▶ **Task instructions**
Each line that contains the word "changeme" counts once; give the total for the records below and nothing else.

::::::

PR #2808, opened 2018-07-27
Fixes #24422 - k-c-h Check hostname is not current hostname

johnpmitsch:
For katello-change-hostname, often times users will use
hostnamectl to change the hostname before running k-c-h.
This causes the script to error out and leaves things in
a bad state. This commit adds a check that the hostname
specified is different than the current system's hostname.

* [x] Nightly
* [ ] 1.19
* [ ] 1.18
* [ ] 1.17

---

### DIFF
--- a/packages/katello/katello/hostname-change.rb
+++ b/packages/katello/katello/hostname-change.rb
@@ -77,6 +77,11 @@ module KatelloUtilities
         self.fail_with_message("Please specify a hostname.", @opt_parser)
       end
 
+      if @old_hostname == @new_hostname
+        self.fail_with_message("The hostname specified must be different from the current hostname. If you have changed the hostname" \
+                              " with another utility, please change it back to the original hostname before running this tool.")
+      end
+
       STDOUT.puts "\nChecking hostname validity"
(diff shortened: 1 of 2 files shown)


johnpmitsch:
@ekohl updated, let me know if I bumped the release incorrectly with the new formatting

johnpmitsch:
To review:
- Spin up a "newish" katello production installation (I would say 3.7+, nightly would be best).
- clone foreman-packaging and checkout this PR
- snapshots are highly encouraged at this point since you are dealing with `katello-change-hostname`, which heavily modifies a system. :wink: 
- run `./packages/katello/katello/katello-change-hostname -u admin -p changeme $(hostname -f)`, this should fail with a warning since its trying to change the hostname to current hostname of the box.
- run `./packages/katello/katello/katello-change-hostname -u admin -p changeme <NEW_HOSTNAME>` using a new hostname in place of <NEW_HOSTNAME> and ensure the script completes successfully.
- check anything else you deem important, such as changing the hostname first with `hostnamectl` and trying to use katello-change-hostname to change to that hostname (this is the behavior we are trying to prevent).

::::::

▶ **Response to the task**
2